Problem>
Go through the material and copy every line in which "rather" appears.

Available data>
□ □ □

PR #188, opened 2018-11-02
Allow formatting functions to skip NAs. Closes #187.

### LINKED ISSUE #187: Should format functions turn NAs into strings?
I just noticed that format functions turn `NA`s into strings instead of keeping them as `NA`. Is this as intended? It's particularly weird for the `dollar()` function.

``` r
x <- c(100, NA, 20000, NA, 1.5)
scales::comma(x)
#> [1] "100"    "NA"     "20,000" "NA"     "2"
scales::dollar(x)
#> [1] "$100.00"    "$NA"        "$20,000.00" "$NA"        "$1.50"
```

<sup>Created on 2018-11-01 by the [reprex package](https://reprex.tidyverse.org) (v0.2.1)</sup>

clauswilke:
This is a first stab at the `NA` issue in formatting functions. It's a bit tricky, because there are many different formatters, and for some it may be desired to turn `NA` into `"NA"` and for others it's clearly not desired. For the formatters that I have changed, I have added a toggle, but the default is now to keep `NA` as is.

There are three ways this could be done:
1. Change the default to not formatting `NA`s, as in this PR.
2. Keep the default as it is in the current code, even for functions where the current default is clearly a bad choice.
3. Make a decision on a case-by-case basis about what is the more appropriate default for each function.

I see downsides for each of these choices, so I'm not entirely sure what is the best way to proceed, and I'd like to know whether I'm approximately on the right track.

### DIFF
--- a/NEWS.md
+++ b/NEWS.md
@@ -2,6 +2,9 @@
 
 * New `degree_format()` adds degree symbols to numbers (@mikmart, #159).
 
+* Formatting functions now consistently keep `NA`s as `NA`s instead of trying
+  to format them (@clauswilke, #187).
+
 * `number_bytes()` now:
 
     1. Always uses "B" as the symbol for bytes (#174).
--- a/R/formatter.r
+++ b/R/formatter.r
@@ -753,8 +753,7 @@ pvalue <- function(x, accuracy = .001, decimal.mark = ".", add_p = FALSE) {
     x,
     accuracy = accuracy,
     decimal.mark = decimal.mark,
-    big.mark = "",
-    na.exclude = FALSE
+    big.mark = ""
   )
   if (add_p) res <- paste0("p=", res)
   below <- number(
--- a/R/formatter.r
+++ b/R/formatter.r
@@ -32,8 +32,6 @@
 #'   decimal point.
 #' @param trim Logical, if `FALSE`, values are right-justified to a common
 #'   width (see [base::format()]).
-#' @param na.exclude Logical, if `TRUE` (the default), `NA` values are excluded
-#'   from formatting and kept as `NA`.
 #' @param ... Other arguments passed on to [base::format()].
 #' @export
 #' @examples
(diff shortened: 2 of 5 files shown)


hadley:
I am reasonably certain that formatting functions should always preserve `NA` as `NA` not translate to `"NA"`.

hadley:
And I'd slightly prefer modifying "in place" rather than using `ifelse()` (which has complex semantics), e.g. https://vctrs.r-lib.org/articles/s3-vector.html#format-method

hadley:
The cost of making it an option seems low, but adds additional complexity to every function that then needs to be carefully tested. I'd rather just do something sensible without an additional option (which would mean `pvalue()` would work slightly differently to the others, but I don't think that's a problem)

clauswilke:
I have committed a new version. It's much simpler and cleaner, and I think it supports your perspective of how this should be approached. The `pvalue()` function now automatically behaves as one would expect, without requiring any additional logic.

``` r
scales::pvalue(c(.5, .045, .0002, NA), accuracy = .01)
#> [1] "0.50"  "0.04"  "<0.01" NA
scales::pvalue(c(.5, .045, .0002, NA), add_p = TRUE)
#> [1] "p=0.500" "p=0.045" "p<0.001" "p=NA"
```

Should I tackle the other formatting functions also, scientific, date, ordinal, etc?

hadley:
That would be wonderful!

clauswilke:
I think I've covered all formatting functions. I also found a few other `NA`-related bugs that I fixed. Specifically, `percent(NA_real_)` doesn't work in current scales and `ordinal(c(21, 1, NA, 11))` produces incorrect output.

hadley:
@clauswilke is there other stuff you want to do with scales? If so, I can add to you to the scales admin. If not, I can merge this.

clauswilke:
@hadley Your call. I don't have any immediate plans right now, but because of the close relationship between scales and ggplot2 things may continue to come up. Curiously, this particular problem arose not in a plotting context but when I wanted to use `dollar()` to format currency values for a csv file.

hadley:
Ok, gave you access — in an ideal world this would be automatic when you got ggplot2 access; this is an unanticipated downside of putting it in a different org.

□ □ □

Exercise result>
And I'd slightly prefer modifying "in place" rather than using `ifelse()` (which has complex semantics), e.g. https://vctrs.r-lib.org/articles/s3-vector.html#format-method
The cost of making it an option seems low, but adds additional complexity to every function that then needs to be carefully tested. I'd rather just do something sensible without an additional option (which would mean `pvalue()` would work slightly differently to the others, but I don't think that's a problem)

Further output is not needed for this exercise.